Description of the task
Below are the records; give again exactly the lines that run from the one with "### LINKED ISSUE" through the last line.

Saved data entries
++++++++++++++++++++

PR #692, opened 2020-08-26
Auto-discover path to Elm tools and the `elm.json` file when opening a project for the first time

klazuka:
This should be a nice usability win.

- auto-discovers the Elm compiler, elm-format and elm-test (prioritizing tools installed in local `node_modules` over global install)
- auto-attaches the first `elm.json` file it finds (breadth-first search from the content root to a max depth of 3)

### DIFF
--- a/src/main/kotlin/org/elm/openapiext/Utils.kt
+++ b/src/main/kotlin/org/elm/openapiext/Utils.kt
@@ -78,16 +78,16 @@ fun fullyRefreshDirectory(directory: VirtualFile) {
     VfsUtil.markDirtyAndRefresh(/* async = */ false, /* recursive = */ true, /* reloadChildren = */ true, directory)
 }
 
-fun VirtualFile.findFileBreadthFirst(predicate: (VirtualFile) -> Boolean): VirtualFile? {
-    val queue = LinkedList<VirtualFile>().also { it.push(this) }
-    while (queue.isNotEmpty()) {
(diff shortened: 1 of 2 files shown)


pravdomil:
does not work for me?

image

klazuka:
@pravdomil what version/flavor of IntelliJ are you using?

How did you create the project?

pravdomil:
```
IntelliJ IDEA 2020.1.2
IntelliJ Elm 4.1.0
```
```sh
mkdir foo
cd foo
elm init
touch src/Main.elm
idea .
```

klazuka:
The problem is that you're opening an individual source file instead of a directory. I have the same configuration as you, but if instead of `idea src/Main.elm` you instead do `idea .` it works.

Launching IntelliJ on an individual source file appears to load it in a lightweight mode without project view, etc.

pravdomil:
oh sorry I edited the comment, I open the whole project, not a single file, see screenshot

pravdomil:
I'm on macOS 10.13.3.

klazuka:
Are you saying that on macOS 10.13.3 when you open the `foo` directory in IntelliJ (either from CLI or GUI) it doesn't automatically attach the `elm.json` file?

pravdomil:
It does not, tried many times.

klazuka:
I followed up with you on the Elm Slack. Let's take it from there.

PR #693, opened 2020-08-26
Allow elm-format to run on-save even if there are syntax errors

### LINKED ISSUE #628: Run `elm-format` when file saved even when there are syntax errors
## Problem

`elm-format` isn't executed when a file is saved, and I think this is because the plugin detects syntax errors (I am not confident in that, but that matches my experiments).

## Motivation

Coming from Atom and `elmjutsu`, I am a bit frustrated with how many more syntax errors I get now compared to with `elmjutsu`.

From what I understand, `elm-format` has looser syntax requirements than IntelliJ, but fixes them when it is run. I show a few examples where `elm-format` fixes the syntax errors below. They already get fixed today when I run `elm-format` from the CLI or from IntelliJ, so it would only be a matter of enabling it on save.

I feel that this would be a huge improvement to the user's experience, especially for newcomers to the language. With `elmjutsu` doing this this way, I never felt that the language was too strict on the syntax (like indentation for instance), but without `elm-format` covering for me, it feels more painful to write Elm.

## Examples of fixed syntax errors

++++++++++++++++++++

Solution below
### LINKED ISSUE #628: Run `elm-format` when file saved even when there are syntax errors
## Problem

`elm-format` isn't executed when a file is saved, and I think this is because the plugin detects syntax errors (I am not confident in that, but that matches my experiments).

## Motivation

Coming from Atom and `elmjutsu`, I am a bit frustrated with how many more syntax errors I get now compared to with `elmjutsu`.

From what I understand, `elm-format` has looser syntax requirements than IntelliJ, but fixes them when it is run. I show a few examples where `elm-format` fixes the syntax errors below. They already get fixed today when I run `elm-format` from the CLI or from IntelliJ, so it would only be a matter of enabling it on save.

I feel that this would be a huge improvement to the user's experience, especially for newcomers to the language. With `elmjutsu` doing this this way, I never felt that the language was too strict on the syntax (like indentation for instance), but without `elm-format` covering for me, it feels more painful to write Elm.

## Examples of fixed syntax errors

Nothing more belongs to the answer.